**EXERCISE**
When the string "setSlots" is part of a line in the data below, report the whole line.
◆ ◆ ◆ ◆
PR #995, opened 2020-11-16
Add support for a buffered second item to be ejected

### LINKED ISSUE #842: Double Painter performance below advertised

edorfaus:
This allows the double painter to start the next paint job immediately,
thus eliminating the reason it ran slower than specified.

Fixes #842

---

This came about because i noticed that the double painter seems to be slower than specified because it waits for one of the shapes to be ejected before it starts taking in and painting the next ones.

Looking at GitHub, I found that others had tried to fix the slowdown by messing with the timing of the next paint job, but that didn't seem right to me - so I went for fixing the underlying problem instead, the waiting it does.

I envision this conceptually as the double painter having enough space in its output stage to fit both of the painted items, which is similar to how the other buildings work - they take in the next item(s) while the previous one(s) are ejected.

A small tier-1 test savefile that consistently ran too slow before (~1.8 items/sec with visible belt gaps), runs consistently at full speed (2 items/sec, no gaps) with this change in place.

Most of the implementation is in the common item ejector component, so I considered making it more generic and supporting more than one extra output item, but I figured that would be overkill since it isn't required for the double painter, and would probably make it take more CPU time.

### DIFF
--- a/src/js/game/buildings/painter.js
+++ b/src/js/game/buildings/painter.js
@@ -182,7 +182,7 @@ export class MetaPainterBuilding extends MetaBuilding {
                 ]);
 
                 entity.components.ItemEjector.setSlots([
-                    { pos: new Vector(1, 0), direction: enumDirection.right },
+                    { pos: new Vector(1, 0), direction: enumDirection.right, buffered: true },
                 ]);
 
                 entity.components.ItemProcessor.type = enumItemProcessorTypes.painterDouble;
--- a/src/js/game/components/item_ejector.js
+++ b/src/js/game/components/item_ejector.js
@@ -12,6 +12,7 @@ import { typeItemSingleton } from "../item_resolver";
  *    direction: enumDirection,
  *    item: BaseItem,
  *    progress: number?,
+ *    nextItem?: BaseItem,
  *    cachedDestSlot?: import("./item_acceptor").ItemAcceptorLocatedSlot,
  *    cachedBeltPath?: BeltPath,
  *    cachedTargetEntity?: Entity
@@ -38,7 +39,7 @@ export class ItemEjectorComponent extends Component {
     /**
      *
      * @param {object} param0
-     * @param {Array<{pos: Vector, direction: enumDirection }>=} param0.slots The slots to eject on
+     * @param {Array<{pos: Vector, direction: enumDirection, buffered?: boolean }>=} param0.slots The slots to eject on
      * @param {boolean=} param0.renderFloatingItems Whether to render items even if they are not connected
      */
     constructor({ slots = [], renderFloatingItems = true }) {
@@ -49,7 +50,7 @@ export class ItemEjectorComponent extends Component {
     }
 
     /**
-     * @param {Array<{pos: Vector, direction: enumDirection }>} slots The slots to eject on
+     * @param {Array<{pos: Vector, direction: enumDirection, buffered?: boolean }>} slots The slots to eject on
      */
     setSlots(slots) {
         /** @type {Array<ItemEjectorSlot>} */
@@ -61,6 +62,7 @@ export class ItemEjectorComponent extends Component {
                 direction: slot.direction,
                 item: null,
                 progress: 0,
+                nextItem: slot.buffered ? null : undefined,
                 cachedDestSlot: null,
                 cachedTargetEntity: null,
             });
@@ -97,7 +99,7 @@ export class ItemEjectorComponent extends Component {
      */
     canEjectOnSlot(slotIndex) {
         assert(slotIndex >= 0 && slotIndex < this.slots.length, "Invalid ejector slot: " + slotIndex);
-        return !this.slots[slotIndex].item;
+        return !this.slots[slotIndex].item || this.slots[slotIndex].nextItem === null;
     }
 
     /**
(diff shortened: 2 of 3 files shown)


tobspr:
So, while I like the fix to the underlying problem, I don't like the usage of null vs undefined to distinguish there. Maybe we could find a better solution?

edorfaus:
Sure. Would it be better if I used `false` instead of `undefined`? (I actually did that first, but it was less complicated to define the type comments with `undefined`.) Or some other sentinel value? (Could be almost anything, though some values will be easier to use than others.)

Alternatively, I can easily add another field on the slot that says whether or not it allows a second item (e.g. reusing the `buffered` name, matching the way it's declared), and always initialize `nextItem` to `null`. The main reason I didn't already do it that way was because I wanted to limit how much more memory usage I was adding (each new field adds to it), and a big game has a lot of these objects in it, but that could easily be premature optimization on my part.

edorfaus:
OK, I guessed you'd probably prefer the second alternative, so I implemented that - it now has a separate `buffered` boolean that defines whether or not the slot has room for a second item, with `nextItem` always being either `null` or an actual item.

tobspr:
I don't think we need this on the ejector component, since a lot of buildings have this component. Instead we should fix the item processor to buffer the items better, not?

edorfaus:
Well, if you say so. Though a lot of buildings have the item processor too, and it seemed to me that it was only buffering output by passing it off to the ejector - just that in this case, one ejector had to handle two simultaneous output items.

Looking closer at the item processor system, though, I suppose the loaded charges are a way of buffering items. (I probably understand how the game works better now, than I did the last time I looked at it.)

Hm, allowing the double painter an extra charge wouldn't help, since only the first charge is actually processed...

The idea of the charges is that the building can start processing the next charge immediately after finishing the first one, so that it doesn't lose any processing time, right? To keep up the advertised speed. (Same reason it has the bonus time thing.)

... wait what? I just noticed something odd about how charges and remaining/bonus time is handled.

As far as I can tell, it'll work fine if one charge finishes before the next comes in. But if the next comes in before the first is finished, then the bonus time from the first doesn't get applied to that next one, but to the one after that when it comes in.

I suppose this probably averages out over time to be just about right, though.

It also doesn't seem to clear out the bonus time if a new charge isn't available on the next tick. Even if it takes minutes for the next charge to be available it still gets the bonus time, it seems. I guess that's not much of a problem though, at worst it just makes the processing go slightly faster than it should.

Hm. Going back to the original problem, would this solution make sense to you? Once a charge is finished (its remainingTime hits 0), the system immediately starts processing the next charge (decreasing its remainingTime), without waiting for the first to finish ejecting. It would still eject in order, and remove charges when ejected (so new ones can come in), but wouldn't be dependent on the ejector's item buffer to avoid losing time.

I haven't really completely thought that through, so there might be issues I'm unaware of, but I'd be willing to try to implement that as a replacement for this PR. (I think the solution I'm thinking of might even end up fixing the bit about which charge the bonus time gets applied to, too.)

tobspr:
> The idea of the charges is that the building can start processing the next charge immediately after finishing the first one, so that it doesn't lose any processing time, right? To keep up the advertised speed. (Same reason it has the bonus time thing.)

Yeah

> As far as I can tell, it'll work fine if one charge finishes before the next comes in. But if the next comes in before the first is finished, then the bonus time from the first doesn't get applied to that next one, but to the one after that when it comes in.
>
> I suppose this probably averages out over time to be just about right, though.

That seems weird, but could be, are you sure on that?

>It also doesn't seem to clear out the bonus time if a new charge isn't available on the next tick. Even if it takes minutes for the next charge to be available it still gets the bonus time, it seems. I guess that's not much of a problem though, at worst it just makes the processing go slightly faster than it should.

Ah, yeah that shouldn't be a big issue, but would of course not hurt to get fixed


> Hm. Going back to the original problem, would this solution make sense to you?

Yeah that makes sense, I'd happily accept a PR regarding that! :)

edorfaus:
> That seems weird, but could be, are you sure on that?

Fairly sure, if I'm following the code flow right - I think the problem case would go like this:
1. ongoingCharges is empty, but inputs are ready; canProcess() returns true, so startNewCharge() adds a charge.
2. ongoingCharges has one item, which has its remainingTime decreased (but does not hit 0 yet).
3. inputs are ready again; ongoingCharges.length < 2, canProcess() returns true, so startNewCharge() adds a charge. bonusTime is still 0, so does not affect this charge. ongoingCharges now has two items.
4. the first charge's remainingTime goes past 0, so bonusTime is set, the output item is ejected, and the charge is removed from ongoingCharges. ongoingCharges now has one item (the one from the previous step).
5. the remainingTime of this charge gets decreased with time, but not by bonusTime, since that only happens in startNewCharge().
6. the inputs are ready again, and startNewCharge() adds a new charge, to which it applies the bonusTime from the previous charge, ignoring any that will come from the current charge.
7. loop from 4

If we assume that the processing always takes the same amount of time, and generates the same amount of bonusTime, then this would only slow things down for the second charge, since every charge after that gets the same amount of bonusTime applied to it anyway. However, if the time varies (maybe due to fps?), this might cause odd effects with speed that seems to fluctuate.

... Come to think of it, that might (at least partially) explain some of the speed fluctuations I've seen in the game, where it sometimes even goes above what the max should be (just for a moment). I've been assuming it's just due to how the speed gets measured. (Which is probably still the more likely explanation...)

tobspr:
I'll close this in favour of #1023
◆ ◆ ◆ ◆
**REPLY**
                 entity.components.ItemEjector.setSlots([
     setSlots(slots) {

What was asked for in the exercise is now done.